Return the whole listing exactly as it stands.

----- Source data -----

PR #798, opened 2024-08-12
Added rules for cb2.com and umterps.evenue.net

### LINKED ISSUE #795: Need password quirks for www.cb2.com and umterps.evenue.net
Our suggested passwords don't work with the following websites:

https://umterps.evenue.net/myaccount/createaccount?siteId=ev_umd&linkID=umd&continue=%2F
https://www.cb2.com/account/create-account
Screenshot 2024-08-08 at 1 01 32 PM
Screenshot 2024-08-08 at 1 01 37 PM

rohitpoks:
This PR closes #795

Requirements for cb2.com:
image

Requirements for umterps.evenue.net:
image

### Overall Checklist

#### for password-rules.json

### DIFF
--- a/quirks/password-rules.json
+++ b/quirks/password-rules.json
@@ -156,7 +156,7 @@
         "password-rules": "minlength: 8; required: lower; required: upper; required: digit; required: [!#$%&*?@_];"
     },
     "cb2.com": {
-        "password-rules": "minlength: 7; maxlength: 18; required: lower, upper; required: digit;"
+        "password-rules": "minlength: 9; required: lower, upper; required: digit; required: [!#*_%.$];"
     },
     "ccs-grp.com": {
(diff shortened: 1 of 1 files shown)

-----

• Exercise solution:
PR #798, opened 2024-08-12
Added rules for cb2.com and umterps.evenue.net

### LINKED ISSUE #795: Need password quirks for www.cb2.com and umterps.evenue.net
Our suggested passwords don't work with the following websites:

https://umterps.evenue.net/myaccount/createaccount?siteId=ev_umd&linkID=umd&continue=%2F
https://www.cb2.com/account/create-account
Screenshot 2024-08-08 at 1 01 32 PM
Screenshot 2024-08-08 at 1 01 37 PM

rohitpoks:
This PR closes #795

Requirements for cb2.com:
image

Requirements for umterps.evenue.net:
image

### Overall Checklist

#### for password-rules.json

### DIFF
--- a/quirks/password-rules.json
+++ b/quirks/password-rules.json
@@ -156,7 +156,7 @@
         "password-rules": "minlength: 8; required: lower; required: upper; required: digit; required: [!#$%&*?@_];"
     },
     "cb2.com": {
-        "password-rules": "minlength: 7; maxlength: 18; required: lower, upper; required: digit;"
+        "password-rules": "minlength: 9; required: lower, upper; required: digit; required: [!#*_%.$];"
     },
     "ccs-grp.com": {
(diff shortened: 1 of 1 files shown)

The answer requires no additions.